- _Given entries_:
PR #5884, opened 2022-06-28
Fix ptf log and pcap file can't be fetch issue

xwjiang-ms:
### Description of PR

Summary:
Fixes # (issue)

### Type of change

- [ ] Bug fix

### Back port request
- [ ] 201911
- [ ] 202012

1. ptf collect cannot fetch log and pcap file because it excute before
log file generate
2. new log and pcap files will cover old files if filenames are the same
defined in testcases
#### How did you do it?
1. fetch after log and pcap files generate whether test fails or not
2. add timestamp to filename in docker, and files in ptf will not be
changed
Run a test which would call ptf runner

### DIFF
--- a/tests/ptf_runner.py
+++ b/tests/ptf_runner.py
@@ -9,14 +9,13 @@ logger = logging.getLogger(__name__)
 def ptf_collect(host, log_file):
     pos = log_file.rfind('.')
     filename_prefix = log_file[0:pos] if pos > -1 else log_file
-    rename_prefix = filename_prefix.replace('/tmp/', '')
 
-    host.fetch(src=log_file, dest='./logs/ptf_collect/' + rename_prefix + '.' + str(datetime.utcnow()) + '.log', flat=True, fail_on_missing=False)
+    host.fetch(src=log_file, dest='./logs/ptf_collect/' + filename_prefix + '.' + str(datetime.utcnow()) + '.log', flat=True, fail_on_missing=False)
 
     pcap_file = filename_prefix + '.pcap'
     output = host.shell("[ -f {} ] && echo exist || echo null".format(pcap_file))['stdout']
     if output == 'exist':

- _Problem to work on_:
For the listing above, print only the lines starting at the line containing "filename_prefix = log_file[0:pos]" and ending at the line containing "dest='./logs/ptf_collect/' + rename_prefix", exactly, both included.

- _Answer for this exercise_:
     filename_prefix = log_file[0:pos] if pos > -1 else log_file
-    rename_prefix = filename_prefix.replace('/tmp/', '')
 
-    host.fetch(src=log_file, dest='./logs/ptf_collect/' + rename_prefix + '.' + str(datetime.utcnow()) + '.log', flat=True, fail_on_missing=False)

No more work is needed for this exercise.